Second that. You can spend too long compromising. Whatever you do could be interpreted by someone as not the right thing but that is for them. If other brits get offended then one might question their value as friends anyway 

And if you don't go what will your spanish friends think?

Enjoy


----------



## dunmovin (Dec 19, 2008)

nigele2 said:


> Second that. You can spend too long compromising. Whatever you do could be interpreted by someone as not the right thing but that is for them. If other brits get offended then one might question their value as friends anyway
> 
> And if you don't go what will your spanish friends think?
> 
> Enjoy


you took the words right out of me....and if the other brits taake offence they must be pretty shallow people and not worth bothering about


----------



## xabiaxica (Jun 23, 2009)

dunmovin said:


> you took the words right out of me....and if the other brits taake offence they must be pretty shallow people and not worth bothering about


they're not friends - they're just the ones who we pay rent to or have to live with all year round!!

the Spanish owners here use their places for holiday homes

we'll go - & enjoy ourselves - but last time we were in this situation we were blanked forevermore by the Brits who lived there - no skin off our noses - but uncomfortable nevertheless


----------



## jojo (Sep 20, 2007)

Do you know the owners well enough to suggest that they invite the other Brits along saying that they'll bring some typically British food stuff along maybe??? Failing that, maybe pass the word around the other Brits with a weary tone, that you've been invited to "the" BBQ cos you've done some translation work for them and they felt obliged to invite you and its not favouritism???? Summat like that??? - tho why it should bother them beats me!!?????

Jo xxx


----------



## xabiaxica (Jun 23, 2009)

jojo said:


> Do you know the owners well enough to suggest that they invite the other Brits along saying that they'll bring some typically British food stuff along maybe??? Failing that, maybe pass the word around the other Brits with a weary tone, that you've been invited to "the" BBQ cos you've done some translation work for them and they felt obliged to invite you and its not favouritism???? Summat like that??? - tho why it should bother them beats me!!?????
> 
> Jo xxx


they would have known the Brit owners a lot longer than they have known us - at least they would have if they could actually talk to each other!!


they just don't mix - odd I know - but that's it - I have heard the Spanish try to make a bit of an effort - but I suppose when all you get is a nod after 5 years you must give up!

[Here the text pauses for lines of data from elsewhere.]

PR #26776, opened 2026-03-18
Ensure a summarizer stop request is respected after connecting

kian-thompson:
When taking a look at summarizer telemetry, I observed a weird race condition around connection and last summaries. If the parent disconnects and reconnects before the summarizer finishes loading then it won't stop as the parent expects. 

Example flow:

1. Parent is elected
2. Start loading summarizer
3. Parent disconnects
4. Attempt to call `summarizer?.stop(...)` does nothing since the summarizer has not finished loading (see `createSummarizerFn()`)
5. Parent reconnects
6. Summarizer finishes loading and returns instance to parent
7. Summarizer doesn't recognize that it was supposed to stop, so it continues to live as normal
8. Parent hits `"SummarizerStopTimeout"` since it expected its summarizer to stop

This PR adds a stop check right after step 6.

[AB#61863](https://dev.azure.com/fluidframework/235294da-091d-4c29-84fc-cdfc3d90890b/_workitems/edit/61863)

### DIFF
--- a/packages/runtime/container-runtime/src/summary/summaryManager.ts
+++ b/packages/runtime/container-runtime/src/summary/summaryManager.ts
@@ -102,6 +102,7 @@ export class SummaryManager
 	private latestClientId: string | undefined;
 	private state = SummaryManagerState.Off;
 	private summarizer?: ISummarizer;
+	private pendingStopReason?: SummarizerStopReason;
 	private _disposed = false;
 	private summarizerStopTimeout?: ReturnType<typeof setTimeout>;
 	/**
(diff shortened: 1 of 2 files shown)


packages/runtime/container-runtime/src/summary/summaryManager.ts
```diff
@@ -287,6 +288,13 @@ export class SummaryManager
 				this.summarizer = summarizer;
 				this.setupForwardedEvents(summarizer);
 
+				// A stop may have been requested while we were awaiting summarizer creation.
+				// Replay it now so the summarizer can observe the stop intent and move to exit.
+				if (this.pendingStopReason !== undefined) {
+					summarizer.stop(this.pendingStopReason);
+					this.pendingStopReason = undefined;
```
shlevari, line 295: Should this be early exiting at this point? Are there any invariants the code below needs to be checking for now with the summarizer maybe being stopped?

kian-thompson: We still want the `summarizer.run(...)` call below to go through, but we want the summarizer to immediately enter the last summary flow when that method is called

shlevari: Nit: Feels worth adding a comment explaining the expectations there.

shlevari (approved):
Approved with suggestions for added comment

it's not a 'BBQ for all the owners' as such - more just all the Spanish getting together for a bit of a party

it's not favouritism - I think it's just that we mix with them

when this happened where we used to live it actually was an 'official' party for owners - which we were invited to even though they knew we rented

again no other Brits were invited - again I think just because they didn't mix or try to communicate

it really did make things very uncomfortable that time

I hope it will be different this time


----------



## mrypg9 (Apr 26, 2008)

Seems to me there are very good reasons why you've been invited and they haven't.
You don't have a problem - the other Brits do.
Anyone who has lived in Spain for any length of time and either cannot be bothered or is too thick to learn basic Spanish at least so that some social interaction can take place isn't worth bothering about.
And I seem to remember that you said in another post that they have a couple of anti-social habits...
I wouldn't worry about getting to know these people when you have pleasant Spanish people to socialise with.


----------



## xabiaxica (Jun 23, 2009)

mrypg9 said:


> Seems to me there are very good reasons why you've been invited and they haven't.
> You don't have a problem - the other Brits do.
> Anyone who has lived in Spain for any length of time and either cannot be bothered or is too thick to learn basic Spanish at least so that some social interaction can take place isn't worth bothering about.
> And I seem to remember that you said in another post that they have a couple of anti-social habits...
> I wouldn't worry about getting to know these people when you have pleasant Spanish people to socialise with.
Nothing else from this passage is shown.